Pendant plus de 40 ans, l’accélérateur de particules a servi à la recherche fondamentale en physique atomique et pour certaines études biologiques nécessitant le recours à des isotopes radioactifs. Le professeur Roy estime qu’une quarantaine d’étudiants à la maîtrise, une trentaine d’étudiants au doctorat et jusqu’à dix professeurs ont eu recours à cet équipement. «À une certaine époque, l’accélérateur fonctionnait 24 heures sur 24, tous les jours de semaine et parfois même la fin de semaine», signale le professionnel de recherche Claude Rioux. «L’appareil était vieillot, mais il a servi jusqu’en 2006, souligne de son côté René Roy.
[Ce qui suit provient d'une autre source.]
Issue #4101, opened 2021-04-28
Support custom email addresses


philschatz:
Hello!

Github allows users to [Block command line pushes that expose my email](https://github.com/settings/emails) but it seems gitpod does not notice that setting and instead uses my primary GitHub email when generating the workspace `~/.gitconfig` file.

![image](https://user-images.githubusercontent.com/253202/116468321-543e4700-a836-11eb-9842-e259821d3e73.png)

It seems like there are at least 2 different ways to solve this niche problem:

1. Change something like [manager/create.go](https://github.com/gitpod-io/gitpod/blob/main/components/ws-manager/pkg/manager/create.go#L531) to allow `GIT_COMMITTER_EMAIL` if the user has set it in their "Variables" list
2. Change something like [server/.../github-auth-provider.ts](https://github.com/gitpod-io/gitpod/blob/main/components/server/src/github/github-auth-provider.ts#L65) to store the email address that GitHub expects (e.g. `253202+philschatz@users.noreply.github.com`) if no public emails are present.

Would either of these approaches (or some other ones) work? If so, it's probably just a couple of lines to fix but I'm happy to try making the changes!

AlexTugarev:
Hey @philschatz,
This is a duplicate of https://github.com/gitpod-io/gitpod/issues/387.

The comprehensive approach would be to add an optional `commitEmail` next to the `primaryEmail`, so that it would be filled in for both GitHub and GitLab users.

philschatz:
@AlexTugarev , Thanks for that feedback. I created a Pull Request (#4115) which I believe uses the comprehensive approach you mentioned.

corneliusludmann:
Fixed with #4115

Issue #3186, opened 2021-02-14
Use GitHub email alias instead of private email


k3nsei:
It would be nice to have github email alias instead of private email adress when creating pod from GitHub.
With new option to hide private emails and blocking commits which contains them it annoying to constantli changing git config.

For example mine is `190422+k3nsei@users.noreply.github.com`

jankeromnes:
Hi @k3nsei!

Please try adding these two environment variables in https://gitpod.io/settings/ : 

- Name: `GIT_AUTHOR_EMAIL`, Value: `190422+k3nsei@users.noreply.github.com`, Org/Repo: `*/*`
- Name: `GIT_COMMITTER_EMAIL`, Value: `190422+k3nsei@users.noreply.github.com`, Org/Repo: `*/*`

And then stop/restart any existing Gitpod workspaces, or just create new Gitpod workspaces.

Il aurait toutefois fallu trouver de l’argent pour remplacer certaines pièces.»     Ici comme ailleurs au pays, le financement pour l’entretien de la plupart des accélérateurs a été coupé au début des années 1990. Depuis quelques années, René Roy et ses étudiants effectuent leurs expériences dans des installations situées à Vancouver ou en France. L’accélérateur servait surtout aux tests préliminaires qu’effectuaient les étudiants. L’étudiant-chercheur Donald Peyrot, qui a soutenu son doctorat en juin dernier, a eu l’honneur de fermer le cortège de chercheurs qui ont fait appel au Van de Graaff pour l’essentiel de leurs travaux.

Les locaux souterrains de l’accélérateur ont été récupérés pour installer le supercalculateur, mais le silo comme tel demeure vacant. On y trouve encore le coeur de l’accélérateur et l’immense coupole qui le recouvrait. René Roy, qui assume présentement la direction du Département de physique, génie physique et d’optique, caresse le projet d’y créer un musée. «Nous aimerions y exposer des pièces qui faisaient partie intégrante de l’accélérateur, des instruments scientifiques anciens appartenant au Département et des montages présentant la physique actuelle. Ce sera une sorte de musée qui servira à conserver une partie de notre patrimoine scientifique et à développer le goût des sciences chez les jeunes», espère-t-il.